## ASSIGNMENT
Give again the lines of the data from its first line through the line with "Closes: https://bugs.gentoo.org/682370". Change nothing.

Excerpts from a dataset
PR #19815, opened 2021-03-07
dev-lang/rust: patchelf & prefixify in stage0, for gentoo prefix

littlewu2508:
Also delete the dependency of llvm-9 for rust-1.46, to resolve the
dependency issue discovered by repoman

Bug: https://bugs.gentoo.org/739574
Closes: https://bugs.gentoo.org/682370
Signed-off-by: YiyangWu <xgreenlandforwyy@gmail.com>

### DIFF
--- a/dev-lang/rust/rust-1.46.0.ebuild
+++ b/dev-lang/rust/rust-1.46.0.ebuild
@@ -1,11 +1,11 @@
-# Copyright 1999-2020 Gentoo Authors
+# Copyright 1999-2021 Gentoo Authors
 # Distributed under the terms of the GNU General Public License v2
 
 EAPI=7
 
 PYTHON_COMPAT=( python3_{7..9} )
 
-inherit bash-completion-r1 check-reqs estack flag-o-matic llvm multiprocessing multilib-build python-any-r1 rust-toolchain toolchain-funcs
+inherit prefix bash-completion-r1 check-reqs estack flag-o-matic llvm multiprocessing multilib-build python-any-r1 rust-toolchain toolchain-funcs
 
 if [[ ${PV} = *beta* ]]; then
 	betaver=${PV//*beta}
@@ -49,10 +49,7 @@ IUSE="clippy cpu_flags_x86_sse2 debug doc libressl miri nightly parallel-compile
 # 2. Update the := to specify *max* version, e.g. < 11.
 # 3. Specify LLVM_MAX_SLOT, e.g. 10.
 LLVM_DEPEND="
-	|| (
-		sys-devel/llvm:10[${LLVM_TARGET_USEDEPS// /,}]
-		sys-devel/llvm:9[${LLVM_TARGET_USEDEPS// /,}]
-	)
+	sys-devel/llvm:10[${LLVM_TARGET_USEDEPS// /,}]
 	<sys-devel/llvm-11:=
 	wasm? ( sys-devel/lld )
 "
@@ -61,6 +58,7 @@ LLVM_MAX_SLOT=10
 BOOTSTRAP_DEPEND="|| ( >=dev-lang/rust-1.$(($(ver_cut 2) - 1)) >=dev-lang/rust-bin-1.$(($(ver_cut 2) - 1)) )"
 
 BDEPEND="${PYTHON_DEPS}
+	prefix? ( !system-bootstrap? ( dev-util/patchelf ) )
 	app-eselect/eselect-rust
 	|| (
 		>=sys-devel/gcc-4.7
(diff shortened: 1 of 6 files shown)


littlewu2508:
@gyakovlev @heroxbd Any progress in reviewing this PR? I heard other pepole talking about this bug in gentoo prefix.

In bugzila https://bugs.gentoo.org/attachment.cgi?id=689850&action=diff provides a similar fix, we can combine mine with this together.

dev-lang/rust/rust-1.46.0.ebuild
```diff
@@ -49,10 +49,7 @@ IUSE="clippy cpu_flags_x86_sse2 debug doc libressl miri nightly parallel-compile
 # 2. Update the := to specify *max* version, e.g. < 11.
 # 3. Specify LLVM_MAX_SLOT, e.g. 10.
 LLVM_DEPEND="
-	|| (
-		sys-devel/llvm:10[${LLVM_TARGET_USEDEPS// /,}]
-		sys-devel/llvm:9[${LLVM_TARGET_USEDEPS// /,}]
-	)
```
gyakovlev, line 55: please don't touch dependencies in stable ebuilds (ignore warning)

dev-lang/rust/rust-1.46.0.ebuild
```diff
@@ -198,6 +196,31 @@ src_prepare() {
 
 		"${WORKDIR}/${rust_stage0}"/install.sh --disable-ldconfig \
 			--destdir="${rust_stage0_root}" --prefix=/ || die
+
+		if use prefix; then
+			interpreter=`ldconfig -p | grep ld-linux | awk '{print $NF}' || die "Cannot find your ld.so, why?"`
```
gyakovlev, line 201: we don't use backticks in ebuilds, please use '$(...)' form.
also that pipe does not do what you thing it does, so split it into several steps and don't pipe more than once in single substitution.

also make variables `local`

gyakovlev: and remove, `why?` part, it's confusing and does not help at all.

dev-lang/rust/rust-1.46.0.ebuild
```diff
@@ -198,6 +196,31 @@ src_prepare() {
...
+			ebegin "Changing interpreter to $interpreter for Gentoo prefix"
+			for f in `ls -Ud ${rust_stage0_root}/bin/*  || die "Cannot find binary of rust_stage0, why?"`; do
```
gyakovlev, line 203: don't use ls as input, use `find -exec` instead

also make variables local. and ditto for backticks.

gyakovlev (changes requested):
this needs code cleanup.
I've left some comments, but more is needed, will get back later

dev-lang/rust/rust-1.46.0.ebuild
```diff
@@ -1,11 +1,11 @@
-# Copyright 1999-2020 Gentoo Authors
+# Copyright 1999-2021 Gentoo Authors
 # Distributed under the terms of the GNU General Public License v2
 
 EAPI=7
 
 PYTHON_COMPAT=( python3_{7..9} )
 
-inherit bash-completion-r1 check-reqs estack flag-o-matic llvm multiprocessing multilib-build python-any-r1 rust-toolchain toolchain-funcs
+inherit prefix bash-completion-r1 check-reqs estack flag-o-matic llvm multiprocessing multilib-build python-any-r1 rust-toolchain toolchain-funcs
```
gyakovlev, line 8: prefix eclass should come in alphabetical order, so add it right before python-any-r1

dev-lang/rust/rust-1.46.0.ebuild
gyakovlev: `ld-linux` is interpreter name only on amd64 and arm64, on other platforms in may be different.

for instance, on ppc64 it's `ld64.so.2`, so that solution is not portable at all.

littlewu2508:
@gyakovlev Thanks for pointing out those non-standard syntax. I've corrected them in a new commit. However I did not figure out a way to use `find -exec` to apply a bash function or a series of command, so I use for loop on `find`'s output instead.

gyakovlev:
> @gyakovlev Thanks for pointing out those non-standard syntax. I've corrected them in a new commit. However I did not figure out a way to use `find -exec` to apply a bash function or a series of command, so I use for loop on `find`'s output instead.

thanks, that looks better.
I'll test it in a while and will merge and fix or maybe ask for more fixes.

as for find, there are plenty of examples in `eclass/*`, it'll need to use `-print0` or `-exec`, so you don't iterate over non-NULL terminated args.

it should start with something like 
`while IFS= read -r -d '' f; do`
and end with 
`done < <(find -H "${path}" -type f -print0 || die)`

also all variables should be in `${}` form, even positional args like ${1}.

heroxbd:
It is easier to patchelf `dev-lang/rust-bin` as in https://bugs.gentoo.org/739574#c8, and enforce USE=system-boostrap in dev-lang/rust.

Hacking the stage0 compiler looks more fragile to me.

littlewu2508:
> 
> 
> It is easier to patchelf `dev-lang/rust-bin` as in https://bugs.gentoo.org/739574#c8, and enforce `USE=system-boostrap` in Prefix profiles for `dev-lang/rust`.
> 
> Hacking the stage0 compiler looks more fragile to me.

Agreed. Although patchelf on stage0 compiler works, it would be more beneficial hacking rust-bin, because there are people directly use rust-bin.

gyakovlev:
Indeed, let's go that way instead. fixing 2 issues with 1 change is always nice =)

littlewu2508:
I reverted commits on patching stage0 in rust, and add a new commit about system-bootstrap.

For rust-bin I created a new PR : https://github.com/gentoo/gentoo/pull/20073

gyakovlev:
I think REQUIRED_USE is not required ( sorry for the pun ).
we usually do such changes via package.use.force in profile.
I'll merge this or similar one later today with https://github.com/gentoo/gentoo/pull/20073

gyakovlev:
done =) lmk  if something needs more attention or works not as expected. and thanks for working on it and pushing it. rust is a beast to maintain and help is appreciated.

heroxbd:
> done =) lmk if something needs more attention or works not as expected. and thanks for working on it and pushing it. rust is a beast to maintain and help is appreciated.

Thanks. I will take care of the prefix profiles when necessary.

gyakovlev:
> > done =) lmk if something needs more attention or works not as expected. and thanks for working on it and pushing it. rust is a beast to maintain and help is appreciated.
> 
> Thanks. I will take care of the prefix profiles when necessary.

I've already added `use.force` entry to prefix feature in https://github.com/gentoo/gentoo/commit/18b519726110646e816e2b45e73ac39e3c9ee2bc so it should be ok.

heroxbd:
Georgy Yakovlev ***@***.***> writes:

> I've already added use.force entry to prefix feature in 18b5197 so it should be ok.

Got you.  Thanks again.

## SOLUTION TO THIS TASK
PR #19815, opened 2021-03-07
dev-lang/rust: patchelf & prefixify in stage0, for gentoo prefix

littlewu2508:
Also delete the dependency of llvm-9 for rust-1.46, to resolve the
dependency issue discovered by repoman

Bug: https://bugs.gentoo.org/739574
Closes: https://bugs.gentoo.org/682370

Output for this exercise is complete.